Say I have a map: Map[Int, String]. How would I get the value [String] with the lowest key [Int]. I've been trying to implement this functionally, but just can't figure out how to do this.
The following code will get you a value with a lowest key (ignoring some corner cases).
def lowestKeyMember[A](m: Map[Int,A]): A = m(m.keys.min)
This will break ties arbitrarily and throw on an empty map. If you need to do this operation frequently and/or on large maps, you should look into SortedMap.
Maps are not normally sorted. You could however use a SortedMap, then the map will be sorted and the first value will be the head. All you need to do is retrieve the head.
map.head()
Come on, people! "Functionally" is code word for "folding".
scala> val m = Map(1->"eins",2->"zwei",3->"drei")
m: scala.collection.immutable.Map[Int,String] = Map(1 -> eins, 2 -> zwei, 3 -> drei)
scala> m.foldLeft(Int.MaxValue -> "") { case (min,p) => if (min._1 <= p._1) min else p }
res0: (Int, String) = (1,eins)
But an 8-char operator?
Let's see, is that enough parens?
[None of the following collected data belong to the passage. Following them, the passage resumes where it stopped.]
PR #2687, opened 2020-05-14
Fix serialVersionUID false positive in UnderscoresInNumericLiteral

### LINKED ISSUE #2686: False positive UnderscoresInNumericLiterals in Serializable
## Expected Behavior
This is valid code according to docs:

    class Office(
        val id: Long,
        val address: String,
        val phone: String
    ) : Serializable {
        companion object {
            private const val serialVersionUID = -43857148126114372L
        }
    }

## Observed Behavior
UnderscoresInNumericLiterals reported for `serialVersionUID` field.

## Your Environment
* Version of detekt used: 1.9.0
* Version of Gradle used (if applicable): 6.4

schalkms:
This fixes the cases where a serialVersionUID
1. has either a negative number
2. is inside a companion object
3. or both

Closes #2686

### DIFF
--- a/detekt-rules/src/test/kotlin/io/gitlab/arturbosch/detekt/rules/style/UnderscoresInNumericLiteralsSpec.kt
+++ b/detekt-rules/src/test/kotlin/io/gitlab/arturbosch/detekt/rules/style/UnderscoresInNumericLiteralsSpec.kt
@@ -231,6 +231,54 @@ class UnderscoresInNumericLiteralsSpec : Spek({
         }
     }
 
+    describe("a property named serialVersionUID in a companion object inside a serializable class") {
+
+        it("does not report a negative serialVersionUID number") {
+            val code = """
+                class Test : Serializable {
+                    companion object {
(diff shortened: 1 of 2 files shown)


detekt-rules/src/test/kotlin/io/gitlab/arturbosch/detekt/rules/style/UnderscoresInNumericLiteralsSpec.kt
```diff
@@ -231,6 +231,54 @@ class UnderscoresInNumericLiteralsSpec : Spek({
...
+            assertThat(findings).hasSize(0)
+        }
+    }
+
+    describe("a property named serialVersionUID number in a serializable class") {
+
+        it("does not report a negative serialVersionUID number") {
+            val code = """
+                class Test : Serializable {
+                    private const val serialVersionUID = -43857148126114372L
```
BraisGabin, line 264: Could you use `compileAndLint`? I think that this code doesn't compile. You can't use `const` inside a `class`.

PR #2690, opened 2020-05-14
Add -v shortcut for version flag

arturbosch:
`-v` is a commonly used shortcut for --version in many cli tools.


BraisGabin:
I don't agree with this shortcut. `-v` means `verbose` in nearly all the command line apps.

Right now we don't have a `verbose` mode but there where some issues talking about it and so it's not crazy that at some point we will want to have it. So I'd keep the `-v` flag free for that reason and only use it if we implement the `verbose` mode.

PR #2695, opened 2020-05-15
Inline unreachable code

schalkms:


BraisGabin:
Checking this again... can be we losing the no-report test in this refactor. I mean in this snippet:

```

    fun throw1(p: Int): Int {
        if (p == 0) {
            throw IllegalArgumentException()
            println() // report 1 - unreachable code
        }
        throw IllegalArgumentException()
    }
```

We could be testing that the first `throw` creates unrechable code but the second don't. All at the same snippet...

schalkms:
@BraisGabin I'll create another PR that includes this scenario. I saw your comment too late.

Don't tell me -> is like - and /: is like /.
scala> (Int.MaxValue -> "" /: m) { case (min,p) => if (min._1 <= p._1) min else p }
<console>:9: error: missing arguments for method /: in trait TraversableOnce;
follow this method with `_' if you want to treat it as a partially applied function
(Int.MaxValue -> "" /: m) { case (min,p) => if (min._1 <= p._1) min else p }
^
Oh, well, OK.
scala> ((Int.MaxValue -> "") /: m) { case (min,p) => if (min._1 <= p._1) min else p }
res2: (Int, String) = (1,eins)
Or,
scala> import math.Ordering.Implicits._
import math.Ordering.Implicits._
scala> ((Int.MaxValue -> "") /: m) { case (min,p) if min <= p => min case (_, p) => p }
res5: (Int, String) = (1,eins)
A variant of the _.keys.min solution that works with Options (i.e. will not throw on an empty map):
scala> val a : Map[Int, String]=Map(1 -> "1", 2 -> "2")
a: Map[Int,String] = Map(1 -> 1, 2 -> 2)
scala> val b : Map[Int, String]=Map()
b: Map[Int,String] = Map()
scala> def valueForMinKey[K,V](a : Map[K,V])(implicit cmp : Ordering[K]) = a.keys.reduceOption(cmp.min(_, _)).map(a(_))
valueForMinKey: [K, V](a: Map[K,V])(implicit cmp: Ordering[K])Option[V]
scala> valueForMinKey(a)
res27: Option[String] = Some(1)
scala> valueForMinKey(b)
res28: Option[String] = None
In this example, the implicit parameter cmp will be satisfied by Ordering.Int. The example will work with any Map where the keys can be ordered (and a matching implict can be found by the compiler).